Выполняя гипсовые работы, нужно брать две весовые части гипса на одну часть воды. При излишке воды замедляется затвердение гипса. При высокой температуре гипс затвердевает быстрее, при низкой – медленнее. В некоторых случаях для более быстрого затвердения гипса в воду добавляют квасцы (20 г на ведро воды).

Благодаря своим уникальным свойствам, гипс активно используется в стоматологической практике, являясь вспомогательным средством при протезировании зубов или исправлении прикуса. И это – единственный материал, который со временем не потерял своей актуальности.

Гипс в поликлинику привозили в мешках, обломками, сухой материал, его нужно было держать в воде, чтобы получилось что-то вроде пластилина, и это была целая история – потому что если не дотерпеть, не додержать, то он расплывался в руках, и ничего не поделаешь, а если передержать, то вынимался изо рта вместе с зубом, это был непрочный, предательский, очень плохой материал. Считалось, что, перед тем как замачивать, нужно посолить воду, Ароныч страшно смеялся над этим, но иногда – Петя видел, как это происходит, – Ароныч действительно солил воду, он думал, что Петя не видит этого, если повернуться к нему спиной и заслонить от него солонку, то есть это не была солонка, он просто держал соль в эмалированной кружке, в такой же, из какой пил чай, только та для чая была, синяя, а эта – темно-синяя. Короче, он брал оттуда рукой соль, солил, как кашу, и после этого замачивал гипс.

Нужен был некоторый опыт, Ароныч называл это искусством врача, чтобы вынимать изо рта больного слепок вовремя.

– Ну вот смотри, – говорил Ароныч. – Ну вот как с бабой у тебя, ты должен почувствовать, на раз, на два, на пять, опа! – и вынимаешь… Понятно?

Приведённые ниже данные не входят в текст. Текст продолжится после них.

PR #3402, opened 2025-02-19
[dev-v5] Add FluentSlider component

tossnet:
# [dev-v5] Add FluentSlider component

The **FluentSlider** component is an input where the user selects a value from within a given range. Sliders typically have a slider thumb that can be moved along a bar, rail, or track to change the value of the slider.

**Default** settings are `Min="0"`, `Max="100"` and `Step="1"`.

**Value** can be one of the following **Numeric Type**:
`byte`, `sbyte`, `short`, `ushort`, `int`, `uint`, `long`, `ulong`, `float`, `double`, `decimal`.

Example

```razor
<FluentStack Orientation="Orientation.Vertical">
    <FluentSlider @bind-Value="@value">Hello</FluentSlider>
    <FluentLabel>Value: @value</FluentLabel>
</FluentStack>

@code
{
    int value = 50;
}
```
{74FD95D0-DE0A-4310-BB9E-A1DEDE4D8505}

## Unit tests

{4E4C229E-7BE2-479B-80A2-9F9621EF79D0}


src/Core/Components/Slider/FluentSlider.razor.cs
```diff
@@ -0,0 +1,124 @@
...
+using Microsoft.AspNetCore.Components.Web;
+using Microsoft.FluentUI.AspNetCore.Components.Extensions;
+
+namespace Microsoft.FluentUI.AspNetCore.Components;
+
+/// <summary>
+/// FluentSlider component, a slider control that allows users to select from a range of values.    
+/// </summary>
+/// <typeparam name="TValue"></typeparam>
+public partial class FluentSlider<TValue> : FluentInputBase<TValue>
```
dvoituron, line 17: You can add a constraint: `where TValue : struct, IComparable<TValue>`

src/Core/Components/Slider/FluentSlider.razor.cs
```diff
@@ -0,0 +1,124 @@
...
+            throw new InvalidOperationException("FluentSlider only supports numeric types.");
+        }
+    }
+
+    /// <summary>
+    /// Formats the value as a string. Derived classes can override this to determine the formatting used for <c>CurrentValueAsString</c>.
+    /// </summary>
+    /// <param name = "value">The value to format.</param>
+    /// <returns>A string representation of the value.</returns>
+    protected override string? FormatValueAsString(TValue? value)
```
dvoituron, line 84: Due to the generic constraint (`where`), the override method accepts only a non-nullable TValue:
```csharp
protected override string? FormatValueAsString(TValue value)
{
    return Convert.ToString(value, System.Globalization.CultureInfo.InvariantCulture);
}
```

src/Core/Components/Slider/FluentSlider.razor.cs
```diff
@@ -0,0 +1,124 @@
...
+    /// <param name="result">The result to inject into the Value.</param>
+    /// <param name="validationErrorMessage">If the value could not be parsed, provides a validation error message.</param>
+    /// <returns>True if the value could be parsed; otherwise false.</returns>
+    protected override bool TryParseValueFromString(string? value, [MaybeNullWhen(false)] out TValue result, [NotNullWhen(false)] out string? validationErrorMessage)
+    {
+        return this.TryParseSelectableValueFromString(value, out result, out validationErrorMessage);
+    }
+
+    // Only for Unit Tests
+    internal string? ValidateFormatValueAsString(TValue? value) => FormatValueAsString(value);
```
dvoituron, line 123: You can replace this method with this one to be used in the razor file when a null value can be returned.
```csharp
internal string? FormatValueAsStringOrNull(TValue? value)
{
    if (value is null)
    {
        return null;
    }

    return FormatValueAsString(value.Value);
}
```

src/Core/Components/Slider/FluentSlider.razor
```diff
@@ -0,0 +1,28 @@
+﻿@namespace Microsoft.FluentUI.AspNetCore.Components
+@using Microsoft.FluentUI.AspNetCore.Components.Extensions
+@inherits FluentInputBase<TValue>
+@typeparam TValue
+
+<FluentField InputComponent="@this" ForId="@Id" Class="@ClassValue" Style="@StyleValue">
+	<fluent-slider slot="input"
+	               id="@Id"
+	               disabled="@Disabled"
+	               min="@FormatValueAsString(Min)"
```
dvoituron, line 10: These attributes must return a `null` value if the parameter is null, using the new method `FormatValueAsStringOrNull`
```razor
min="@FormatValueAsStringOrNull(Min)"
max="@FormatValueAsStringOrNull(Max)"
value="@FormatValueAsString(Value)"
step="@FormatValueAsStringOrNull(Step)"
```

dvoituron (changes requested):

src/Core/Components/Slider/FluentSlider.razor.cs
```diff
@@ -0,0 +1,124 @@
...
+    /// <summary>
+    /// Gets or sets the slider's minimal value.
+    /// </summary>
+    [Parameter]
+    public TValue? Min { get; set; }
+
+    /// <summary>
+    /// Gets or sets the slider's maximum value.
+    /// </summary>
+    [Parameter, EditorRequired]
```
dvoituron, line 34: It cannot be a mandatory parameter

dvoituron (changes requested):

src/Core/Components/Slider/FluentSlider.razor
```diff
@@ -0,0 +1,28 @@
...
+	               step="@FormatValueAsStringOrNull(Step)"
+	               size="@Size.ToAttributeValue()"
+	               orientation="@(Orientation == Orientation.Horizontal ? null : Orientation.ToAttributeValue())"
+	               mode="@Mode.ToAttributeValue()"
+	               name="@Name"
+	               readonly="@ReadOnly"
+	               aria-label="@AriaLabel"
+	               autofocus="@Autofocus"
+	               required="@Required"
+	               tabindex="@GetTabIndexValue"
```
dvoituron, line 22: Either you use the verb "get" and that must be a method with parenthesis: `GetTabIndexValue()`
Either you don't use a verb and that must be a property `TabIndexValue`

dvoituron: PS: I prefer to use a method :-)

src/Core/Components/Slider/FluentSlider.razor
```diff
@@ -0,0 +1,28 @@
...
+	               @onfocusout="@FocusOutHandlerAsync"
+	               @onchange="@ChangeHandlerAsync"
+	               @attributes="AdditionalAttributes">
```
dvoituron, line 25: Please add `@` to specify that is a C# element: `@AdditionalAttributes`

src/Core/Components/Slider/FluentSlider.razor.cs
```diff
@@ -0,0 +1,130 @@
...
+    where TValue : struct, IComparable<TValue>
+{
+    /// <summary>
+    /// Gets or sets the size for the slider.
+    /// </summary>
+    [Parameter]
+    public SliderSize? Size { get; set; }
+
+    /// <summary>
+    /// Gets or sets the slider's minimal value.
```
dvoituron, line 26: Please, add `Default is 0`

src/Core/Components/Slider/FluentSlider.razor.cs
```diff
@@ -0,0 +1,130 @@
...
+    /// </summary>
+    [Parameter]
+    public TValue? Min { get; set; }
+
+    /// <summary>
+    /// Gets or sets the slider's maximum value.
```
dvoituron, line 32: Please, add `Default is 100`

src/Core/Components/Slider/FluentSlider.razor.cs
```diff
@@ -0,0 +1,130 @@
...
+    /// </summary>
+    [Parameter]
+    public TValue? Max { get; set; }
+
+    /// <summary>
+    /// Gets or sets the slider's step value.
+    /// </summary>
+    [Parameter]
+    public TValue? Step { get; set; }
```
dvoituron, line 41: Please, add `Default is 1`

src/Core/Components/Slider/FluentSlider.razor.cs
```diff
@@ -0,0 +1,130 @@
...
+
+    /// <summary>
+    /// Gets or sets the orientation of the stacked components.
```
dvoituron, line 44: Please, add `Default is Horizontal`

src/Core/Components/Slider/FluentSlider.razor.cs
```diff
@@ -0,0 +1,130 @@
...
+    /// </summary>
+    [Parameter]
+    public Orientation Orientation { get; set; }
+
+    /// <summary>
+    /// Gets or sets the selection mode.
+    /// </summary>
+    [Parameter]
+    public SliderMode? Mode { get; set; }
```
dvoituron, line 53: Can you remove this parameter? There's no point in having a property that isn't configurable :-)
If later, we will have a second option, we will add this property.

src/Core/Components/Slider/FluentSlider.razor.cs
```diff
@@ -0,0 +1,130 @@
...
+
+    /// <summary>
+    /// Gets or sets the content to be rendered inside the component.
+    /// </summary>
+    [Parameter]
+    public RenderFragment? ChildContent { get; set; }
```
dvoituron, line 59: What is the goal of this property? I tried this code, but without success.
```xml
<fluent-slider>Hello</fluent-slider>
```

I will remove this property **ChildContent**.

src/Core/Components/Slider/FluentSlider.razor.cs
```diff
@@ -0,0 +1,130 @@
...
+
+    /// <summary>
+    /// Gets or sets the value of the slider.
+    /// </summary>
+    protected override void OnParametersSet()
+    {
+        base.OnParametersSet();
+
+        if (typeof(TValue) != typeof(byte) &&
```
dvoituron, line 68: It is not consistent with the list of supported types in the documentation (1 missing here... `short`?).

tests/Core/Components/Base/InputBaseTests.cs
```diff
@@ -38,7 +38,8 @@ public class InputBaseTests : TestContext
     private static readonly Dictionary<Type, Func<Type, Type>> ComponentInitializer = new()
     {
         // { typeof(FluentIcon<>), type => type.MakeGenericType(typeof(Samples.Icons.Samples.Info)) }
-        { typeof(FluentSelect<>), type => type.MakeGenericType(typeof(string)) }    // FluentSelect<string>
+        { typeof(FluentSelect<>), type => type.MakeGenericType(typeof(string)) },// FluentSelect<string>
```
dvoituron, line 41: Don't remove the space before the comment `//`

tests/Core/Components/Slider/FluentSliderTests.razor
```diff
@@ -0,0 +1,212 @@
...
+	{
+		JSInterop.Mode = JSRuntimeMode.Loose;
+		Services.AddFluentUIComponents();
+	}
+
+	[Fact]
+	public void FluentSlider_Default()
+	{
+		// Arrange && Act
+		var cut = Render(@<FluentSlider Value=10>fluent-Slider</FluentSlider>);
```
dvoituron, line 18: Can you use double quote with all attributes?

tests/Core/Components/Slider/FluentSliderTests.razor
```diff
@@ -0,0 +1,212 @@
...
+
+		// Assert
+		cut.Verify();
+	}
+
+	[Fact]
+	public void FluentSlider_Min()
+	{
+		// Arrange && Act
+		var cut = Render(@<FluentSlider Min="2" Value=10 />);
```
dvoituron, line 28: Can you use double quote with all attributes?

tests/Core/Components/Slider/FluentSliderTests.razor
```diff
@@ -0,0 +1,212 @@
...
+
+		// Assert
+		cut.Verify();
+	}
+
+	[Theory]
+	[InlineData(SliderSize.Medium)]
+	[InlineData(SliderSize.Small)]
+	[InlineData((SliderSize)999)]
```
dvoituron, line 37: You need to test the `null` value

tests/Core/Components/Slider/FluentSliderTests.razor
```diff
@@ -0,0 +1,212 @@
...
+	[InlineData(true)]
+	[InlineData(false)]
+	public void FluentSlider_DisabledAttribute(bool disabled)
+	{
+		// Arrange && Act
+		var cut = Render(@<FluentSlider Value=10 Disabled="@disabled" />);
+
+		// Assert
+		var actual = cut.Find("fluent-slider").HasAttribute("disabled");
+		Assert.Equal(disabled, actual);
```
dvoituron, line 57: Can you remove the unused ".verified.html" files (here :  `...disabled...` file)?

tests/Core/Components/Slider/FluentSliderTests.razor
```diff
@@ -0,0 +1,212 @@
...
+		// Arrange && Act
+		byte value = byte.MaxValue;
+		var cut = Render(@<FluentSlider @bind-Value="@value" />);
+
+		// Assert
+		cut.Verify();
+	}
+
+ //    [Fact]
+ //    public void FluentSlider_Value_String()
```
dvoituron, line 105: Please, remove the unused code

examples/Demo/FluentUI.Demo.Client/Documentation/Components/Slider/FluentSlider.md
```diff
@@ -0,0 +1,54 @@
...
+## Orientation
+
+{{ SliderOrientation }}
+
+## Size
+
+{{ SliderSizes }}
+
+## Thumbs
+
```
dvoituron, line 39: Can you explain what `slot=“ thumb”` is and when it might be interesting to use it?

dvoituron (changes requested):

examples/Demo/FluentUI.Demo.Client/Documentation/Components/Slider/Examples/SliderOrientation.razor
vnbaaij, line 1: This should display all (in this case both) options next to each other.

src/Core/Components/Slider/FluentSlider.razor
vnbaaij, line 1: This should display all possible options (int this case sizes) next to each other.

examples/Demo/FluentUI.Demo.Client/Documentation/Components/Slider/Examples/SliderDefault.razor
vnbaaij, line 1: When the slider is set to `ReadOnly` the value can still be changed with the keyboard (arrow left/right, home, end)

vnbaaij: Upstream issue opened: https://github.com/microsoft/fluentui/issues/33936

tests/Core/Components/Slider/FluentSliderTests.razor
```diff
@@ -0,0 +1,199 @@
...
+
+		// Assert
+		cut.Verify();
+	}
+
+	[Theory]
+	[InlineData(Orientation.Horizontal)]
+	[InlineData(Orientation.Vertical)]
+	[InlineData((Orientation)999)]
+	public void FluentSlider_Orientation(Orientation orientation)
```
vnbaaij, line 140: You need to test for null value

vnbaaij (changes requested):

examples/Demo/FluentUI.Demo.Client/Documentation/Components/Slider/Examples/SliderDefault.razor
vnbaaij: Response received: 

Nnative HTML sliders do not support a readonly attribute, only inputs that accept text entry may be readonly, as per the HTML spec:

>"Only text controls can be made read-only, since for other controls (such as checkboxes and buttons) there is no useful distinction between being read-only and being disabled, so the [readonly](https://html.spec.whatwg.org/multipage/input.html#attr-input-readonly) attribute [does not apply](https://html.spec.whatwg.org/multipage/input.html#do-not-apply)."

from the HTML spec: https://html.spec.whatwg.org/multipage/input.html#the-readonly-attribute

@dvoituron we need to look at all input components to see whether they can support ReadOnly or not

vnbaaij: JS code like this can be used:

```
const slider = document.getElementById('slider1') as Slider;

if (slider.getAttribute('readonly') == 'true')
{
    var x = slider.handleKeydown(event);
    slider.handleKeydown = function (event) { return false; }
}
```

CSS code like this can be used:
```
<style>
  fluent-slider[readonly="true"]{
    pointer-events: none;
    user-select: none;
  }
</style>
```

examples/Demo/FluentUI.Demo.Client/Documentation/Components/Slider/Examples/SliderOrientation.razor
dvoituron: This is an example for vertical orientation, horizontal orientation already being displayed in all the other examples.

dvoituron (approved):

Петя краснел, он еще не знал, когда вынимать и что вообще имеется в виду, понял потом, а когда понял, долго смеялся, – Ароныч стоял лицом к окну и тайком от него отсыпал из кружки соль, стеснялся, на его лбу налипал всегда клок волос, оставшийся от былой шевелюры на мощном лысом черепе. И солнце ласкало его веснушки на лбу.

Ароныч в сущности был красив.

В восьмидесятых он еще работал, продолжал лечить, протезировать.

– Ты учти, – говорил он ему тогда, в 82-м, когда Петя пришел к нему на практику в поликлинику на Большой Дорогомиловской, – мы зубы не просто лечим, а заговариваем. Анекдоты знаешь?

Петя пожимал плечами.

– А должен знать… Ну вот, записывай. Брежнев…


В восьмидесятые годы Ароныч вообще любил поговорить с ним про Брежнева. Брежнев был какой-то его любимой темой, которую он тщательно обдумывал, смаковал и делился ею не со многими, только с самыми любимыми людьми.

– Смотри, Петька, – говорил Ароныч, когда они выходили на перекур или пообедать, – смотри, вот ты знаешь все это, да? Многосисячный коллектив, мирное сосу-сосу-сествование, социалиссический лагерь и так далее. Ты все это, конечно, знаешь, но смотри – ведь люди думали, что это мы ему зубы нормальные поставить не можем, да? А ведь это не так, это совсем не так. Его кто только не лечил, его сам Евдокимов лечил, Дольников лечил, у него лучшие протезисты были, к нему немцев приглашали, они ему сделали все высший класс, и он все равно звуки не выговаривал и все время ныл, ныл, ныл – сделайте мне нормальные зубы, сделайте мне нормальные зубы, готов был на любую боль, любые материалы: стеснялся, что не может говорить, ему это надо было по работе, понимаешь, да?.. И вот вдруг выяснилось, что это у него вовсе не зубы, а лицевые мышцы были не в порядке, от седативных препаратов, назначили ему в Четвертом управлении, чтобы лучше спал и не волновался.

Петя равнодушно кивал. Брежнев казался ему не совсем человеком, а какой-то сущностью (бывают такие пеньки в лесу, именно что не коряги, не пни, а замшелые пеньки, иначе не скажешь), почему-то поставленной надо всеми, надо всей практически планетой, такая вот странная, дикая прихоть бога, несчастный замшелый пенек над всей планетой, – но в рассказе Ароныча Брежнев вдруг приобретал человеческие черты, как-то неуловимо, незаметно, но приобретал.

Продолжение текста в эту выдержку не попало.